Aptevo has earned a $10 million milestone payment related to sales of RUXIENCE under the terms of its royalty purchase agreement with HealthCare Royalty Management, LLC (HCR). The milestone will be used to pay down MidCap Financial debt, reducing outstanding principal on the debt to $5 million and strengthening the Company’s balance sheet. This, in combination with $46.3 million of cash-on-hand as of December 31, 2021, gives the Company cash runway through 1Q23, positioning Aptevo well to complete dosing in its ongoing APVO436 Phase 1b clinical trial and, in partnership with Alligator BioScience, to initiate a clinical trial for ALG.APV-527.

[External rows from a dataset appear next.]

PR #3298, opened 2021-10-04
fix: sets index of loanCarousel to 0 when new category is clicked, al…

BoulderBrains:
…so re-initializes to ensure proper number of indexes is displayed below category arrow

- [Core-136](https://kiva.atlassian.net/browse/CORE-136)
     - When user chooses new category, loan cards are staying on previously scrolled to index.
     - FIXED by setting the index to 0 by calling goToIndex() in KvCarousel
- [Core-137](https://kiva.atlassian.net/browse/CORE-137)
     - On production, if one category has 4 carousel clicks of loans then 4 will show for all categories even if that category only has 2 "carousel clicks. 
     - Results in this error: 
     - Screen Shot 2021-10-04 at 2 13 32 PM
     - FIXED by calling the reInit() function

### DIFF
--- a/src/components/LoanCollections/KivaClassicLoanCarousel.vue
+++ b/src/components/LoanCollections/KivaClassicLoanCarousel.vue
@@ -15,6 +15,7 @@
 			:embla-options="{
 				loop: false,
 			}"
+			ref="categoryCarousel"
 			:multiple-slides-visible="true"
 			slides-to-scroll="visible"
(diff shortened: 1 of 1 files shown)


mcstover (approved):

ryan-ludwig (approved):

emuvente (approved):
:+1:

RUXIENCE, a Pfizer drug, is a biosimilar to RITUXAN. Pfizer reported 2021 revenue of $491 million from RUXIENCE, including $148 million in 4Q21, exceeding the $395 million threshold required for Aptevo to fully earn the 2021 $10 million milestone. Annualizing the $148 million Q4 revenue suggests 2022 full-year revenue could be approximately $592 million. Aptevo will earn $12.5 million of additional milestones in 2022 if revenue is at least $525 million. Similarly, an additional $10 million milestone can be earned in 2023 if revenue is at least $570 million. Given the above, Aptevo is optimistic about fully earning these additional future non-dilutive milestones totaling $22.5 million.

APVO436 Clinical Trial

The Company’s multi-site, multi-cohort Phase 1b clinical trial evaluating APVO436 for the treatment of acute myeloid leukemia (AML) continues to progress:

MD Anderson Cancer Center joins numerous other sites already enrolling and Aptevo plans to add additional sites this year
A patient with complete remission, announced in November 2021, is progressing to transplant
Initial data is expected mid-year 2022
"We are very pleased to announce meaningful progress in our clinical work and to reinforce the strength of our financial position, especially during such a challenging time in the market. From our inception, Aptevo has remained committed to a focused business strategy designed to deliver results that will ultimately benefit patients," said Marvin White, CEO. "On the clinical side, we are pleased to expand the number of trial sites as this increases the pool of patients potentially eligible to participate in the study. Further, we are happy to report that the patient we reported on in November, who achieved complete remission in the expansion trial, remains in remission and is proceeding to transplant. We wish them well."

"Adding to Marvin’s comments about a previously reported complete remission patient, it’s encouraging that they are proceeding to transplant after receiving a combination of chemotherapy plus APVO436. Complete remission and transplant in patients who have failed prior frontline therapy such as this one, are indicators that the patient is making positive clinical progress in fighting this difficult-to-treat disease." said Dirk Huebner, MD, Senior Medical Advisor.